Net worth subtracts debt, so student loans directly lower the number. A common 35-year-old scenario: $120K assets minus $40K student debt = $80K net worth. The fix isn't accelerated debt payoff at low interest (4-5%) — it's running both in parallel. Hit the employer 401(k) match first (instant 50-100% return), then split extra cash between debt above 6% and taxable investing. See our debt payoff calculator for the specific math.
What should my net worth be at 35 if I make $100k?

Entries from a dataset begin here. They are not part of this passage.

PR #1285, opened 2019-03-15
fix(otp-header): persist otp code only if valid

ruxandrafed:
Following up on https://github.com/octokit/rest.js/pull/1281#issuecomment-472710162, I followed your suggestions @gr2m but I must confess I'm not sure how to finish this. I started one way (https://github.com/ruxandrafed/rest.js/commit/5cda835952adcb1a45fe78c892db3f891de36495), but realized that's not exactly what you meant.

Now, I'm not sure how to fix this test and get back to full coverage 😬 Thanks for your patience!

### DIFF
--- a/plugins/authentication/request-error.js
+++ b/plugins/authentication/request-error.js
@@ -12,7 +12,11 @@ function authenticationRequestError (state, error, options) {
   }
 
   if (error.status === 401 && otpRequired && error.request && error.request.headers['x-github-otp']) {
-    throw new HttpError('Invalid one-time password for two-factor authentication', 401, error.headers, options)
+    if (state.otp) {
+      delete state.otp // no longer valid, request again
+    } else {
+      throw new HttpError('Invalid one-time password for two-factor authentication', 401, error.headers, options)
+    }
   }
 
   if (typeof state.auth.on2fa !== 'function') {
@@ -24,7 +28,14 @@ function authenticationRequestError (state, error, options) {
       return state.auth.on2fa()
     })
     .then((oneTimePassword) => {
-      state.otp = oneTimePassword
-      return state.octokit.request(options)
+      const newOptions = Object.assign(options, {
+        headers: Object.assign({ 'x-github-otp': oneTimePassword }, options.headers)
+      })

The Fed SCF 2022 median net worth for households age 35-44 earning $100-200k is $420,000 (75th percentile: $1.05M). If you're at or above $420K with a $100K income, you're tracking with the median high earner in that bracket. Below $420K, you're behind your income peers — usually from late start on retirement savings, recent home purchase, or kids in private school. At 35, 20 years of compounding still does most of the heavy lifting.
Is it too late to start saving at 35?
No — 35 with $0 is still a viable FIRE path. Starting at 35 saving $1,500/month at 7% real return gets you to about $1.24M by 60, or $1.84M by 65. The bigger risk at 35 is plateauing your savings rate, not the age itself. Every 2-3 year career transition or promotion is an opportunity to auto-escalate 401(k) contributions before lifestyle creep absorbs the raise.
Should I be focused on paying off the house or investing at 35?
If the mortgage rate is under 5%, invest the extra rather than paying down the mortgage — 7% long-term equity returns beat a 4-5% guaranteed payoff. If the rate is 6%+, the math is a coin flip and psychology matters: some households sleep better mortgage-free. The one non-negotiable is maxing the employer 401(k) match before either. See our mortgage vs invest calculator for break-even years.